Re: 27 yr. old -- is Lupron the answer
From: Vanessa (anonymous@obgyn.net)
Mon Jun 7 17:26:25 2004
I am beginning to think that Lupron is not the answer. I have posted my
side effects on this site in response to one of Kim's earlier posts (and
Kim I want to let you know of the newest side effect). Today I now
notice that whenever I go from standing to sitting (or visa versa) or
when I walk up or down stairs my knees hurt SO BADLY! It feels like they
are about to break. I am so scared that this drug has done some pretty
crazy stuff to my bones. This isn't the first side effect I've
experienced in relation to my bones. The other ones haven't gone away
either...new side effects just keep piling on to the old ones.
--
Vanessa
At Mon, 7 Jun 2004, Kim wrote:
>
>Hi there... I have written several messages lately trying to decide if
>I should take the 2nd injection of Lupron. I am not advising you to go
>for it or not, but just wanted to offer some support in your decision. I
>read pretty horrible things about Lupron before I agreed to it as well.

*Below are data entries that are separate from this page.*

PR #464, opened 2025-08-20
feat: adds support for exporting aggregations MCP-16

himanshusinghs:
## Proposed changes

Extends the current export tool to allow exporting aggregations as well.

### DIFF
--- a/src/tools/mongodb/read/export.ts
+++ b/src/tools/mongodb/read/export.ts
@@ -1,19 +1,33 @@
 import z from "zod";
 import { ObjectId } from "bson";
+import { AggregationCursor, FindCursor } from "mongodb";
 import { CallToolResult } from "@modelcontextprotocol/sdk/types.js";
 import { OperationType, ToolArgs } from "../../tool.js";
 import { DbOperationArgs, MongoDBToolBase } from "../mongodbTool.js";
 import { FindArgs } from "./find.js";
 import { jsonExportFormat } from "../../../common/exportsManager.js";
+import { AggregateArgs } from "./aggregate.js";
 
 export class ExportTool extends MongoDBToolBase {
     public name = "export";
     protected description = "Export a collection data or query results in the specified EJSON format.";
     protected argsShape = {
-        exportTitle: z.string().describe("A short description to uniquely identify the export."),
         ...DbOperationArgs,
-        ...FindArgs,
-        limit: z.number().optional().describe("The maximum number of documents to return"),
+        exportTitle: z.string().describe("A short description to uniquely identify the export."),
+        exportTarget: z
+            .array(
+                z.discriminatedUnion("name", [
+                    z.object({
+                        name: z.literal("find"),
+                        arguments: z.object(FindArgs),
+                    }),
+                    z.object({
+                        name: z.literal("aggregate"),
+                        arguments: z.object(AggregateArgs),
+                    }),
+                ])
+            )
+            .describe("The export target along with its arguments."),
         jsonExportFormat: jsonExportFormat
             .default("relaxed")
             .describe(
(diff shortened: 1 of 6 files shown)


tests/integration/tools/mongodb/read/export.test.ts
```diff
@@ -371,6 +414,48 @@ describeWithMongoDB(
...
+                        ],
+                    },
+                });
+                const content = response.content as CallToolResult["content"];
+                const exportURI = contentWithResourceURILink(content)?.uri as string;
+                await resourceChangedNotification(integration.mcpClient(), exportURI);
+
+                const localPathPart = contentWithExportPath(content);
+                expect(localPathPart).toBeDefined();
+                const [, localPath] = /"(.*)"/.exec(String(localPathPart?.text)) ?? [];
```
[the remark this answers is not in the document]
himanshusinghs: The parsing would anyways involve regex matching so there is no point in extracting it out to a different function.

src/tools/mongodb/read/export.ts
```diff
@@ -1,19 +1,33 @@
...
         ...DbOperationArgs,
-        ...FindArgs,
-        limit: z.number().optional().describe("The maximum number of documents to return"),
+        exportTitle: z.string().describe("A short description to uniquely identify the export."),
+        exportTarget: z
+            .array(
+                z.discriminatedUnion("name", [
+                    z.object({
+                        name: z.literal("find"),
+                        arguments: z.object(FindArgs),
```
nirinchev: [nit] I missed this during the first review, but FindArgs has a default limit of 10 - if the user is asking for an export, perhaps that limit doesn't make much sense.

himanshusinghs: Yea the default certainly doesn't make sense. I had the default removed in the earlier iteration, will do the same here. Thanks for catching this.

himanshusinghs: addressed this in [04c4e9f](https://github.com/mongodb-js/mongodb-mcp-server/pull/464/commits/04c4e9fd0786c534aafba24158c8b1f41b2ae33a)

src/tools/mongodb/read/export.ts
```diff
@@ -1,19 +1,36 @@
...
-        limit: z.number().optional().describe("The maximum number of documents to return"),
+        exportTitle: z.string().describe("A short description to uniquely identify the export."),
+        exportTarget: z
+            .array(
+                z.discriminatedUnion("name", [
+                    z.object({
+                        name: z.literal("find"),
+                        arguments: z.object({
+                            ...FindArgs,
+                            limit: limitArg,
```
nirinchev: Instead of exposing the limit arg there, can't we do something like:

```typescript
arguments: z.object({
    ...FindArgs,
    limit: FindArgs.limit.removeDefault()
})
```

src/tools/mongodb/read/export.ts
```diff
@@ -1,19 +1,36 @@
...
     public name = "export";
     protected description = "Export a collection data or query results in the specified EJSON format.";
     protected argsShape = {
-        exportTitle: z.string().describe("A short description to uniquely identify the export."),
         ...DbOperationArgs,
-        ...FindArgs,
-        limit: z.number().optional().describe("The maximum number of documents to return"),
+        exportTitle: z.string().describe("A short description to uniquely identify the export."),
+        exportTarget: z
+            .array(
```
nirinchev, line 18: I wonder if there's a way to avoid using an array here - I remember that was a workaround, but perhaps a newer version of the server/zod has addressed that.

src/tools/mongodb/read/export.ts
```diff
@@ -30,24 +44,37 @@ export class ExportTool extends MongoDBToolBase {
...
-            projection,
-            sort,
-            limit,
-            promoteValues: false,
-            bsonRegExp: true,
-        });
+        const exportTarget = target[0];
+        if (!exportTarget) {
+            throw new Error("Export target not provided. Expected one of the following: `aggregate`, `find`");
+        }
```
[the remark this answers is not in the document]
himanshusinghs: This is following the [existing semantics](https://github.com/mongodb-js/mongodb-mcp-server/blob/c4ba2c912f43e1b447b96bc9f9f80fa9a154de5f/src/tools/mongodb/metadata/explain.ts#L15-L35). While changing to the suggested approach might be beneficial, it requires some effort in changing the test setup which is not worth it right now. I will drop a ticket for this.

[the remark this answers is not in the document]
himanshusinghs: [MCP-128](https://jira.mongodb.org/browse/MCP-128)

src/tools/mongodb/read/export.ts
```diff
@@ -30,24 +47,37 @@ export class ExportTool extends MongoDBToolBase {
...
+                sort,
+                limit,
+                promoteValues: false,
+                bsonRegExp: true,
+            });
+        } else {
+            const { pipeline } = exportTarget.arguments;
+            cursor = provider.aggregate(database, collection, pipeline, {
+                promoteValues: false,
+                bsonRegExp: true,
```
kmruiz, line 79: We want to add allowDiskUse here: https://www.mongodb.com/docs/manual/reference/command/aggregate/#command-fields

allowDiskUse is required for aggregations that need more than 100MB of data in memory (which is the likely situation for exports), as it spills the exceeding into disk. It's slower, but without allowDiskUse, the whole aggregate is rejected.

nirinchev (approved):
Looks good - I wonder if we want to write some accuracy tests for this.

src/tools/mongodb/read/export.ts
himanshusinghs: Nice, didn't know this was possible.

src/tools/mongodb/read/export.ts
himanshusinghs: Got it. I will have it right away.

himanshusinghs: addressed

src/tools/mongodb/read/export.ts
himanshusinghs: addressed

src/tools/mongodb/read/export.ts
himanshusinghs: We can already use Zod's discriminated unions without wrapping them in array. I thought this was done to avoid having to expand the `validateMetadata` tests back then because that test function is currently strictly bound to work with normal parameters. I also brushed off that effort only because it was not that important at the moment and instead created a ticket [MCP-128](https://jira.mongodb.org/browse/MCP-128) to follow up on that.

>I am about 3 weeks into it, so far I do not have life altering side
>effects (just annoying ones) but also do not have any pain relief. I
>would be hesistant to put all your faith in any one drug- think about
>the quality of your life now and whether or not you are willing to
>endure the side effects (regardless of the pain relief.) I was assured
>it would help, so I am trying to keep my hopes up even though the pain
>hasn't gone away.
>I can tell you that I do have the night sweats, loss of appetite and
>nausea, slight fatigue, and a headache (which really sucks since I am in
>school full-time.) Like I said before, none of these are
>life-threatening and I will gladly endure if it means my pelvic pain
>will be relieved. I have also talked to some people that do not
>experience side effects like I have... they may have slightly different
>symptoms or none at all. I am also on the add-back therapy (Premarin)
>to help with bone loss and the side effects. I assume all side effects
>would be worse if I weren't on the Premarin, but can't say for sure. I
>take my Premarin at night because I notice it is slightly upsetting to
>my stomach (which is already upset from Lupron.) I have talked to some
>people not on add-back and that is something they have decided with
>their doctors. Mine opted to prescibe it right away to avoid excess
>side effects. I am trying to think of other things to tell you, but I'm
>sure you will make the right decision for yourself. I got some good
>info from the actual Lupron website, and also from the Premarin website
>(since they are required to post all possible effectsetc. , and from
>the nice people on this site. Good luck to you and feel free to write
>whenever. Kim
>
>At Mon, 7 Jun 2004, ConfusedinEndo wrote:
>>
>>Hi-
>>I just had a lap. and my Dr found lots of endo all over the place,
>>pretty much on every surface in my pelvic area. He excised everything
>>he could see but since it was extensive he wants to put me on Lupron.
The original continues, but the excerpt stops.